[Dataset entries]
Issue #21, opened 2019-04-30
Card components (the component formerly known as ClickableTile)


alisonjoseph:
Create a reusable tile component. Determine which options are needed, look at IDL, ibm.com/design, Carbon, IDR, AI sites to make sure it covers all of them.

alisonjoseph:
![Screen Shot 2019-04-30 at 3 29 12 PM](https://user-images.githubusercontent.com/2753488/56991368-1b8f0880-6b5d-11e9-8cf0-c361466353fb.png)
![Screen Shot 2019-04-30 at 3 31 29 PM](https://user-images.githubusercontent.com/2753488/56991369-1b8f0880-6b5d-11e9-975b-adac24c51499.png)
![Screen Shot 2019-04-30 at 3 31 24 PM](https://user-images.githubusercontent.com/2753488/56991370-1c279f00-6b5d-11e9-88f1-1f60ebe754b9.png)
![Screen Shot 2019-04-30 at 3 31 17 PM](https://user-images.githubusercontent.com/2753488/56991371-1c279f00-6b5d-11e9-8ced-375a043b13ec.png)
![Screen Shot 2019-04-30 at 3 30 27 PM](https://user-images.githubusercontent.com/2753488/56991374-1c279f00-6b5d-11e9-9fd1-465a89cc0943.png)
![Screen Shot 2019-04-30 at 3 30 00 PM](https://user-images.githubusercontent.com/2753488/56991375-1c279f00-6b5d-11e9-830a-87cfb1feb5c7.png)
![Screen Shot 2019-04-30 at 3 29 50 PM](https://user-images.githubusercontent.com/2753488/56991376-1cc03580-6b5d-11e9-8cfd-e95ddde47309.png)
![Screen Shot 2019-04-30 at 3 29 34 PM](https://user-images.githubusercontent.com/2753488/56991377-1cc03580-6b5d-11e9-9803-b517f842d5d7.png)
![Screen Shot 2019-04-30 at 3 29 30 PM](https://user-images.githubusercontent.com/2753488/56991379-1cc03580-6b5d-11e9-86fb-43321fac249b.png)
![Screen Shot 2019-04-30 at 3 29 21 PM](https://user-images.githubusercontent.com/2753488/56991380-1cc03580-6b5d-11e9-9b67-932ae22b5365.png)

sstrubberg:
[...]

PR #27, opened 2019-05-02
feat: add ResourceCard component

alisonjoseph:
`ResourceCard` is the simple small clickable button card, the other variations will be separate components. 

image

variations will be
dark
disabled
aspectRatio

todo

- [x] make it smart enough to differentiate between link and href
- [x] create a wrapper component/determine a way to do the border/outline between tiles in groups 😅 
- [x] add additional aspect ratios

ref #21


alisonjoseph:
@vpicone would love your thoughts on the `<Row className="resource-tile-group">` group class name I'm having to add to get the correct styles for groups of tiles. Since this is super specific to this layout. Was thinking we provide this, and in the docs show as an example of how they can add their own class and styles if they need a different layout? 🤔 Unfortunately, the design isn't just 1px between tiles, its actually a darker gray than the background so there isn't an easy way to know whether to set the top or left borders.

● **The task**
Each line from the top of the data, up to and including the line that contains "2019-04-30 at 3 31 29", should be set down exactly.

● **Task result**
Issue #21, opened 2019-04-30
Card components (the component formerly known as ClickableTile)


alisonjoseph:
Create a reusable tile component. Determine which options are needed, look at IDL, ibm.com/design, Carbon, IDR, AI sites to make sure it covers all of them.

alisonjoseph:
![Screen Shot 2019-04-30 at 3 29 12 PM](https://user-images.githubusercontent.com/2753488/56991368-1b8f0880-6b5d-11e9-8cf0-c361466353fb.png)
![Screen Shot 2019-04-30 at 3 31 29 PM](https://user-images.githubusercontent.com/2753488/56991369-1b8f0880-6b5d-11e9-975b-adac24c51499.png)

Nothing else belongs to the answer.